*The records:*
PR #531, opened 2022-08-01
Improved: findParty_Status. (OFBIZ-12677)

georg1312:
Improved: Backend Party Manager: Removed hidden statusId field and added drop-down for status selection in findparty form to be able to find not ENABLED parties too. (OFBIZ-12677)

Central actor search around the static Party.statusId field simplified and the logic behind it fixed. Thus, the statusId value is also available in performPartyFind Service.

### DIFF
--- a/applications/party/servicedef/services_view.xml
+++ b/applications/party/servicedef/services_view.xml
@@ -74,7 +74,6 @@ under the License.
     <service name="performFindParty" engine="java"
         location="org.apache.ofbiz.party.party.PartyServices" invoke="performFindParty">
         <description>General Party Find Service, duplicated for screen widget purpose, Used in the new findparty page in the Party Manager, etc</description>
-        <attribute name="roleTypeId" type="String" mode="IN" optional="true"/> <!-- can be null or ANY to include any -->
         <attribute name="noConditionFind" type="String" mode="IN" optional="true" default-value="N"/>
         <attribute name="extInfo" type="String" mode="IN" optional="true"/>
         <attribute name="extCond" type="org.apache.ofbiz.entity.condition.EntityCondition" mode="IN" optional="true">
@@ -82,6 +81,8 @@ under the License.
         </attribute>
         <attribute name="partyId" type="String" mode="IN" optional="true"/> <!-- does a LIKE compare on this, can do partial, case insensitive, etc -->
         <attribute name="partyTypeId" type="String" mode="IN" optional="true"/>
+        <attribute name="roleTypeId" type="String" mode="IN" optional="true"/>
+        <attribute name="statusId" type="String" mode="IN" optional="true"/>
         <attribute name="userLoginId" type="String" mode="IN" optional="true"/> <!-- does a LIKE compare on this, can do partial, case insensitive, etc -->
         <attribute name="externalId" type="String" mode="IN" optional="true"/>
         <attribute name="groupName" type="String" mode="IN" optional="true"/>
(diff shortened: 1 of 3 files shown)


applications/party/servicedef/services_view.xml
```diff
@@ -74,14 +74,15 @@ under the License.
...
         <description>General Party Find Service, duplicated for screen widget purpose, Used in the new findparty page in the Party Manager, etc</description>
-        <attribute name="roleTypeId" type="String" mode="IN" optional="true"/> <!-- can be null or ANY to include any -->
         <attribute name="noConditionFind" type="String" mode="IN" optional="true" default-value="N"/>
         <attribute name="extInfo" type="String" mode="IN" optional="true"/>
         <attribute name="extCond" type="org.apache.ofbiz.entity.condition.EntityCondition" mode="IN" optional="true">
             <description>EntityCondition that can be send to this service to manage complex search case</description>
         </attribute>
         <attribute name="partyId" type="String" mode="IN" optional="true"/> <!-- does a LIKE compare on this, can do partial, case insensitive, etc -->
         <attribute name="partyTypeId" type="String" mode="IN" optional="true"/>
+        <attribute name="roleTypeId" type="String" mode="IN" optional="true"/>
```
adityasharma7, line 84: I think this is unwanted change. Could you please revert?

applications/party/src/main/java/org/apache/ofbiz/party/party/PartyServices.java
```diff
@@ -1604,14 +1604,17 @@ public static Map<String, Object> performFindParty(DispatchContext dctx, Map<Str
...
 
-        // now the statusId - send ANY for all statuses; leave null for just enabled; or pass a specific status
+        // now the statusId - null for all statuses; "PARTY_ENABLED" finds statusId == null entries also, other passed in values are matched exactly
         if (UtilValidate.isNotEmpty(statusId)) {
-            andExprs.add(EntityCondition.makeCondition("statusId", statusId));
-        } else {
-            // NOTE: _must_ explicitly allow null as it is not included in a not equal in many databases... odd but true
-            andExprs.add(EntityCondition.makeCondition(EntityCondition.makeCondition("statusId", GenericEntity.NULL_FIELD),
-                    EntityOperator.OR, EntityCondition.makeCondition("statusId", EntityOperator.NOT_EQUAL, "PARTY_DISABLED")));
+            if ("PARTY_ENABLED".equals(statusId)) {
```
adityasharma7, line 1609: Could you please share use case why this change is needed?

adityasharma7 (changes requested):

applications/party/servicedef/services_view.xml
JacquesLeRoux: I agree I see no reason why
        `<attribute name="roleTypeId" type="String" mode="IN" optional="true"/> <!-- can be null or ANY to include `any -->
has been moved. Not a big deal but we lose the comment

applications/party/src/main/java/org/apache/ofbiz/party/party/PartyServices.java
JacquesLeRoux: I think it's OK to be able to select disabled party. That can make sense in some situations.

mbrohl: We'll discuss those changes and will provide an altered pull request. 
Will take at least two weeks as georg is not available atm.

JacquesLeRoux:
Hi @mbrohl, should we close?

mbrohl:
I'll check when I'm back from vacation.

--

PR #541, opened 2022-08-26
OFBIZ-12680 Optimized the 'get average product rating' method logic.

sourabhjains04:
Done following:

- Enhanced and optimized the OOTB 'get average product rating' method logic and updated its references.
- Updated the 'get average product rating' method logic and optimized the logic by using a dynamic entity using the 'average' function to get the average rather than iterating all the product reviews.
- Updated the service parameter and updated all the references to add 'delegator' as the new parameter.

*Exercise instructions:*
Return exactly the lines above from the line that has "OFBIZ-12680 Optimized the" through the line that has "- Enhanced and", inclusive, and nothing else.

*Answer:*
OFBIZ-12680 Optimized the 'get average product rating' method logic.

sourabhjains04:
Done following:

- Enhanced and optimized the OOTB 'get average product rating' method logic and updated its references.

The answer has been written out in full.